Personally I like the idea of immutable small data types ala Haskell and Scala case classes for quick usage as containers of data rather than domain objects.

Summary and Questions

The chapter ends off with a summary and some questions. Let's take a look at the questions real quick.

1. How are nil and false different from all other objects?

nil is literally nothing, and quite frequently errors you see in Ruby are due to one getting in somewhere where the application does not expect it.

false is an instance of FalseClass, so not sure I get the intent of this particular question when juxtaposed with nil. Perhaps this would be phrased better on what the intentions of these data types are instead?

2. Are all standard arithmetic operations using two BigDecimal objects exact?

On two BigDecimal types yes, but if a Float gets on one side not as much.

3. Would it make sense for Ruby to combine symbols and strings?

Philosophically? I want Symbol to go away because it makes things far more complicated for new Rubyists for very very little real gains, and even trips me up on a semi-frequent basis. I dislike them for the complexity they introduce to the language.

Pragmatically? No. It should be left as is, as the fallout of changing that would break untold amounts of Ruby code and start one heck of a war in the community. It's not worth the cost, as much as I dislike it.

4. Which uses less memory for the same data - hash, or Set?

Probably Hash, but not by much. I seem to recall that Set is implemented in terms of a Hash anyways so it can't be that far off.

5. What are the only two core methods that return a new instance of Class?

Struct.new and Class.new I'd think.

Wrap Up

The Good

In general? Pragmatism. Jeremy excels in making tradeoffs and explaining why certain things are done a certain way, and that shows in a lot of his work. Is it the best solution? Maybe not, but it accounts for edge cases, and that's where he really excels: digging into those very details.

The book takes a pragmatic stance on addressing performance implications of different data structures and their usages. Not many do that.

It took time to address one of the elephants in the Ruby community around Symbol and String and had a fairly reasoned response to it. I might have liked to see the implications of removing one, but understand that that'd ballon the size of this chapter real quick.

It took a bolder stance in introductory problem with album, which gave a lot more of a chance to explore interesting code. Too many examples feel really basic and don't really show a lot of potential concerns, and I think this book gets that right.

The Bad

Safari Books Online has an early access version with all the code line-breaked and in serif font, no highlighting. I wish Packt would fix this as that's near impossible to read as-is. I do hope the physical book fixes this.

As far as the book itself I feel like the first chapter tries to put a lot of content into one chapter, and may have been better served by breaking it up into more sections.

I do wish that the section on true, false, and nil went more into reasoned default values rather than dive into bang methods as much as it did, as those will find more use in a lot of Ruby programs to prevent errors.

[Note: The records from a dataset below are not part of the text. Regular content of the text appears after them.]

Issue #1978, opened 2025-03-07
"File wasn't available on site" error when attempting to download files from the Obot.ai file section


shweta8996:
Steps to Reproduce:

- Navigate to the Obot.ai File Section.
- Upload files (e.g., John_Doe_Resume.docx and cover_letter.txt).
- Attempt to download any file from the available list.
- Observe that a red error message appears stating:
- "File wasn't available on site."

Expected Result:
 Files should download successfully when clicking the download button.

Actual Result:
Attempting to download files results in an error: "File wasn't available on site."

Please refer attachment:

![Image](https://github.com/user-attachments/assets/e7eaa364-f6a8-4585-b18f-a2323a0994c1)

thedadams:
It looks like this functionality has changed. I am able to download files from the site. I previously was not able.

shweta8996:
I have verified on obot.ai and it is not working fine. I performed on below the steps:
Navigate to the Obot.ai File Section.
Upload files (e.g., John_Doe_Resume.docx and cover_letter.txt).
Attempt to download any file from the available list.
Observe that a red error message appears stating:
"File wasn't available on site."
Please refer attachment:

![Image](https://github.com/user-attachments/assets/d097c70b-d9f1-4d74-a914-21b84566eae3)

thedadams:
@shweta8996 Hoe are you creating these files? If you are uploading them, can you give the steps you are using to upload them? Also, can you provide one of these files here?

g-linville:
https://www.loom.com/share/8efc890e5c4c4e86b5a703b24dc915fa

Some of the examples tended to conflate assignment and concatenation behavior, and may have been better served by explicitly defining data structures above the code over ||= use.

The section on Struct veered from a very useful overview to a bit into the weeds and lost me.

Overview

I intend to keep reading and writing similar read-alongs for other chapters, and look forward to what's next.

Do I have objections with some of the content? Sure, but I have objections with my own code from last month, I just make sure to understand why decisions were made and note factors around it as I can. That's what makes these reviews fun is giving additional context and exploring why certain subjects are covered.

See you all in chapter 2!

Top comments (2)

Chris Born • Oct 19 '21

Well written. Just heard Jeremy on a podcast talking about the book and finished reading through the sample chapter. I appreciate your "Let's Read" and commentary and look forward to reading the others.

Drew Bragg • Jul 8 '21

Looking forward to getting my copy even more now. Nice write up!